PR #1718, opened 2020-03-28
Prevent redundant calls to display-error-at-point-soon

cpitclaudel:
We still keep the unconditional display in focus-in-hook, since displays such as
pop-ups may need to be re-displayed after focusing back in.

Follow up to #1248.

### DIFF
--- a/flycheck.el
+++ b/flycheck.el
@@ -2646,7 +2646,7 @@ Slots:
     ;; the focus hooks only work on Emacs 24.4 and upwards, but since undefined
     ;; hooks are perfectly ok we don't need a version guard here.  They'll just
     ;; not work silently.
-    (post-command-hook . flycheck-display-error-at-point-soon)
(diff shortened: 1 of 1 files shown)


flycheck.el
```diff
@@ -4924,29 +4925,45 @@ non-nil."
...
+(defun flycheck--error-display-tick ()
+  "Return point and tick counter of current buffer."
+  (cons (point) (buffer-modified-tick)))
+
+(defvar-local flycheck--last-error-display-tick nil
+  "Value of `flycheck--error-display-tick' when errors were last displayed.")
+
 (defun flycheck-display-error-at-point ()
-  "Display the all error messages at point in minibuffer."
+  "Display the all error messages at point."
```
fmdkdd: Typo?
```suggestion
  "Display all the error messages at point."
```

cpitclaudel: Thanks!

Issue #1383, opened 2018-01-05
Flycheck Pylint output parser error


noxdafox:
It seems Flycheck is getting confused by Pylint output.

```
Suspicious state from syntax checker python-pylint: Flycheck checker python-pylint returned non-zero exit code 4, but its output contained no errors: ************* Module flycheck_scraper
flycheck_scraper.py:9:-1:W:pointless-string-statement:String statement has no effect

Try installing a more recent version of python-pylint, and please open a bug report if the issue persists in the latest release.  Thanks!
```
The file seems to have no pylint errors but a single warning.
```bash
$ pylint3 scraper.py

************* Module scraper
W:  9,-1: String statement has no effect (pointless-string-statement)

...

$ echo $?
4
```

I can reproduce this with the following pylint versions:

- pylint 1.6.5 (Debian Stretch)
- pylint 1.7.4 (Debian Sid)
- pylint 1.8.1 (Pypi) 

Flycheck version: 32snapshot (package: 20171214.1215)

fmdkdd:
The negative column `-1` in the warning fails to match the regexp.  Do you have any idea why `pylint` would output a negative column index?  Seems like a bug to me: there is no code at that column!

noxdafox:
Reported: https://github.com/PyCQA/pylint/issues/1822

PR #1720, opened 2020-03-31
Move pylint to JSON and fix GH-1383

cpitclaudel:
Also remove the syntax error test, because Pylint's JSON output incorrectly
escapes angle brackets (see https://github.com/PyCQA/pylint/pull/3467).

Closes GH-1383.


cpitclaudel:
I don't think it's a very important test, so I'd be in favor of moving forward.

===

### What is needed
Extract every record and return it verbatim.

### Output of the task
PR #1718, opened 2020-03-28
Prevent redundant calls to display-error-at-point-soon

cpitclaudel:
We still keep the unconditional display in focus-in-hook, since displays such as
pop-ups may need to be re-displayed after focusing back in.

Follow up to #1248.

### DIFF
--- a/flycheck.el
+++ b/flycheck.el
@@ -2646,7 +2646,7 @@ Slots:
     ;; the focus hooks only work on Emacs 24.4 and upwards, but since undefined
     ;; hooks are perfectly ok we don't need a version guard here.  They'll just
     ;; not work silently.
-    (post-command-hook . flycheck-display-error-at-point-soon)
(diff shortened: 1 of 1 files shown)


flycheck.el
```diff
@@ -4924,29 +4925,45 @@ non-nil."
...
+(defun flycheck--error-display-tick ()
+  "Return point and tick counter of current buffer."
+  (cons (point) (buffer-modified-tick)))
+
+(defvar-local flycheck--last-error-display-tick nil
+  "Value of `flycheck--error-display-tick' when errors were last displayed.")
+
 (defun flycheck-display-error-at-point ()
-  "Display the all error messages at point in minibuffer."
+  "Display the all error messages at point."
```
fmdkdd: Typo?
```suggestion
  "Display all the error messages at point."
```

cpitclaudel: Thanks!

Issue #1383, opened 2018-01-05
Flycheck Pylint output parser error


noxdafox:
It seems Flycheck is getting confused by Pylint output.

```
Suspicious state from syntax checker python-pylint: Flycheck checker python-pylint returned non-zero exit code 4, but its output contained no errors: ************* Module flycheck_scraper
flycheck_scraper.py:9:-1:W:pointless-string-statement:String statement has no effect

Try installing a more recent version of python-pylint, and please open a bug report if the issue persists in the latest release.  Thanks!
```
The file seems to have no pylint errors but a single warning.
```bash
$ pylint3 scraper.py

************* Module scraper
W:  9,-1: String statement has no effect (pointless-string-statement)

...

$ echo $?
4
```

I can reproduce this with the following pylint versions:

- pylint 1.6.5 (Debian Stretch)
- pylint 1.7.4 (Debian Sid)
- pylint 1.8.1 (Pypi) 

Flycheck version: 32snapshot (package: 20171214.1215)

fmdkdd:
The negative column `-1` in the warning fails to match the regexp.  Do you have any idea why `pylint` would output a negative column index?  Seems like a bug to me: there is no code at that column!

noxdafox:
Reported: https://github.com/PyCQA/pylint/issues/1822

PR #1720, opened 2020-03-31
Move pylint to JSON and fix GH-1383

cpitclaudel:
Also remove the syntax error test, because Pylint's JSON output incorrectly
escapes angle brackets (see https://github.com/PyCQA/pylint/pull/3467).

Closes GH-1383.


cpitclaudel:
I don't think it's a very important test, so I'd be in favor of moving forward.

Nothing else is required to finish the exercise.